正念:参与其中的心理因素

正念练习是源自于传统佛教。从那儿,我们学到正念需要有众多的心理因素配合,练习才能完整。心理因素是认知某事物的方式,而该事物是能够帮助认知的。它们包括了建立认知的因素,例如兴趣;帮助维持认知的因素,例如专注;以及让它带有色彩的情绪,例如爱或愤怒。藉由学习以及纳入适当的因素于我们的正念修习,我们能从它获得最大的利益。

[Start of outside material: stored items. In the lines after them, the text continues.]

PR #2114, opened 2019-02-26
Pay miner owner instead of miner

### LINKED ISSUE #1844: Miner address is recipient of block reward, should be owner.
### Description
cc @phritz @shannonwells please verify that this is right and I'm not going crazy.

The intent behind having a separate `ownerAddr` and `minerAddr` was to keep two different accounts for block rewards (`ownerAddr`) and collateral (`minerAddr`).  Currently `minerAddr` is getting both collateral and block reward (see [block reward payout ](https://github.com/filecoin-project/go-filecoin/blob/master/consensus/processor.go#L446) [coming from block.Miner](https://github.com/filecoin-project/go-filecoin/blob/master/consensus/processor.go#L105), [which is set during mining with worker.minerAddr](https://github.com/filecoin-project/go-filecoin/blob/master/mining/block_generate.go#L73), [which is set to the miner, not the miner owner](https://github.com/filecoin-project/go-filecoin/blob/master/node/node.go#L776).

### Acceptance criteria
Owner gets paid not miner actor.

### Risks + pitfalls
This could mess up some tests if they've been set up with faulty assumptions and now rely on the miner address getting the funds.

### Where to begin
Very simple change in node to pass in the miner owner when constructing the default worker.

acruikshank:
closes #1844

### Problem

For some time now, we have been paying block rewards and gas payments to the miner actor. These payments should be going to the account actor listed as the miner actor's owner.

### Solution

This PR switches the address to which the processor directs payments to that of the miner's owner.

The major complication with this is that blocks contain only the miner's address. The miner owner must be queried from the miner actor. This has the additional complication that all test code that attempts to validate a block must have an actor with an owner in state for the miner address specified in the block. Most of the changes in this PR are related to that.

### DIFF
--- a/chain/default_syncer_test.go
+++ b/chain/default_syncer_test.go
@@ -8,6 +8,7 @@ import (
 	"gx/ipfs/QmNf3wujpV2Y7Lnj2hy2UrmuX8bhMDStRHbnSLh7Ypf36h/go-hamt-ipld"
 	"gx/ipfs/QmR8BauakNcBa3RbE4nbQu76PDiJgoQgz8AJdhJuiU4TAw/go-cid"
 	bstore "gx/ipfs/QmRu7tiRnFk9mMPpVECQTBQJqXtmG132jJxA1w9A7TtpBz/go-ipfs-blockstore"
+	"gx/ipfs/QmTu65MVbemtUxJEWgsTtzv9Zv9P8rvmqNA4eG9TrTRGYc/go-libp2p-peer"
 
 	"github.com/filecoin-project/go-filecoin/actor/builtin"
 	"github.com/filecoin-project/go-filecoin/address"
@@ -43,16 +44,22 @@ var (
 	genTS, link1, link2, link3, link4 types.TipSet
 
 	// utils
-	cidGetter    func() cid.Cid
-	minerAddress address.Address
+	cidGetter         func() cid.Cid
+	minerAddress      address.Address
+	minerOwnerAddress address.Address
+	minerPeerID       peer.ID
 )
 
 func init() {
+	minerAddress = address.MakeTestAddress("miner")
+	minerOwnerAddress = address.MakeTestAddress("minerOwner")
+	minerPeerID = testhelpers.RequireRandomPeerID()
+
 	// Set up the test chain
 	bs := bstore.NewBlockstore(repo.NewInMemoryRepo().Datastore())
 	cst := hamt.NewCborStore()
 	var err error
-	genesis, err = consensus.InitGenesis(cst, bs)
+	genesis, err = initGenesis(cst, bs)
 	if err != nil {
 		panic(err)
 	}
@@ -63,7 +70,6 @@ func init() {
 	cidGetter = types.NewCidForTestGetter()
 
 	genStateRoot = genesis.StateRoot
-	minerAddress = address.MakeTestAddress("miner")
 }
 
 // This function sets global variables according to the tests needs.  The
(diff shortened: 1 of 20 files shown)


shannonwells:
This is related to #1054  and some of the groundwork for solving the test code issues is being done [here in this WIP PR](https://github.com/filecoin-project/go-filecoin/pull/2115)

Part 1 / 3 was [here](https://github.com/filecoin-project/go-filecoin/pull/1795)

consensus/processor.go
```diff
@@ -504,26 +516,26 @@ type ApplyMessagesResponse struct {
...
 // Precondition: signatures of messages are checked by the caller.
-func (p *DefaultProcessor) ApplyMessagesAndPayRewards(ctx context.Context, st state.Tree, vms vm.StorageMap, messages []*types.SignedMessage, minerAddr address.Address, bh *types.BlockHeight, ancestors []types.TipSet) (ApplyMessagesResponse, error) {
+func (p *DefaultProcessor) ApplyMessagesAndPayRewards(ctx context.Context, st state.Tree, vms vm.StorageMap, messages []*types.SignedMessage, minerOwnerAddr address.Address, bh *types.BlockHeight, ancestors []types.TipSet) (ApplyMessagesResponse, error) {
 	var emptyRet ApplyMessagesResponse
 	var ret ApplyMessagesResponse
 
-	// transfer block reward to miner from network address.
-	if err := p.blockRewarder.BlockReward(ctx, st, minerAddr); err != nil {
+	// transfer block reward to miner's owner from network address.
+	if err := p.blockRewarder.BlockReward(ctx, st, minerOwnerAddr); err != nil {
```
phritz: i wish we had had a policy of only returning fault errors at the level of apply* so that it was easier to tell by inspection if fault errors are being returned. as it is we have to go look in each implementation we call and verify it. no action required, just musing.

consensus/processor_test.go
```diff
@@ -1074,3 +1099,11 @@ func mustSetup2Actors(t *testing.T, balance1 *types.AttoFIL, balance2 *types.Att
 	})
 	return addr1, act1, addr2, act2, st, mockSigner
 }
+
+func mustCreateMinerWithOwner(ctx context.Context, require *require.Assertions, st state.Tree, vms vm.StorageMap, minerAddr, minerOwner address.Address) (cid.Cid, *actor.Actor) {
```
phritz: name of this function implies to me that it creates the owner as well. looking at some of the tests that use it, seems like they might expect that it does

testhelpers/consensus.go
```diff
@@ -77,13 +79,10 @@ func (tv *TestPowerTableView) HasPower(ctx context.Context, st state.Tree, bstor
 
 // NewValidTestBlockFromTipSet creates a block for when proofs & power table don't need
 // to be correct
-func NewValidTestBlockFromTipSet(baseTipSet types.TipSet, height uint64, minerAddr address.Address) *types.Block {
+func NewValidTestBlockFromTipSet(baseTipSet types.TipSet, stateRoot cid.Cid, height uint64, minerAddr address.Address) *types.Block {
```
phritz: staterootcid

commands/payment_channel_daemon_test.go
```diff
@@ -68,7 +68,7 @@ func TestPaymentChannelLs(t *testing.T) {
 	t.Run("Works with default payer", func(t *testing.T) {
 		t.Parallel()
 
-		payer, err := address.NewFromString(fixtures.TestAddresses[0])
+		payer, err := address.NewFromString(fixtures.TestAddresses[2])
```
phritz: curious why the renumbering is required here and elsewhere?

chain/default_syncer_test.go
```diff
@@ -43,16 +44,22 @@ var (
 	genTS, link1, link2, link3, link4 types.TipSet
 
 	// utils
-	cidGetter    func() cid.Cid
-	minerAddress address.Address
+	cidGetter         func() cid.Cid
```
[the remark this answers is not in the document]
acruikshank: Agree. Already created #2116 to keep this PR shorter.

commands/payment_channel_daemon_test.go
ZenGround0: I have the same question, can't find any other place where [0] gets used

acruikshank: TestAddress[0] is the owner of TestMiner[0], so it now gets paid for mining. Most of these tests are concerned with tracking the payer account's balance. We could work around this in the tests, but it's easier just to remove it as a complication.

「正念」的练习在现代西方社会已经是广为接受的方法,用来减少压力、控制疼痛与增进处理工作乃至一般生活的效率。从各种佛教禅修练习脱胎而出,正念练习包括让心平静,观看我们的呼吸、思想、情绪、快乐或悲伤的感受,身体感官,等等。通常,这种练习是以比较普通方式呈现,如观看心的恒常改变的对象,恒常改变的当下。

印度佛教根源

上座部对正念(巴利语:sati)的说法是基于阿罗汉优婆底沙的解脱道论(巴利:Vimuttimagga)以及觉音论师的清净道论(巴利:Visuddhimagga)。在此派中,正念被描述为许多类缺一不可的禅修面向。在禅修中,正念有其独特的忆念作用,例如恒时忆念呼吸或死亡。其作用为不忘,以及守护心不失去(禅修)对境。照此说法,正念就像是一种「心灵胶水」,把专注跟对境黏在一起不分离。一旦其于一个对境上建立,正念需要伴随着针对该对境的辨察慧,例如它的无常性。

世亲,小乘毗婆沙派的代表人物,在他的俱舍论(梵:Abhidharmakosha)当中,把系念(梵:smrti)列为十种恒时与认知同在的心理因素之一。它与这些因素同在,不管这些认知与其他建设性、破坏性、或无记性(道德中性)的心理因素同在。因此,系念随时都在,不只存在于禅修当中。

在他的俱舍论注释(梵:Abhidharmakosha-bhashya)当中,世亲把系念定义为不忘失对境的心理因素,故而包括了对于对境的寻求或注意。因为能寻求或注意到对境,系念允许我们在事后回忆起对境。

在他的大乘唯识宗派著作-五蕴论当中,世亲特别以忆念对境这方面来描述系念。他因此宣称系念是一种不放掉熟悉的对境,并且再次注意到它的心理状态。安慧论师在对此书的批注中解释所谓「熟悉的对境」是指某个我们曾经经历过的事物。因此,回忆起某个对境,可以是在禅修当中,也可以只是在日常生活中记起某事。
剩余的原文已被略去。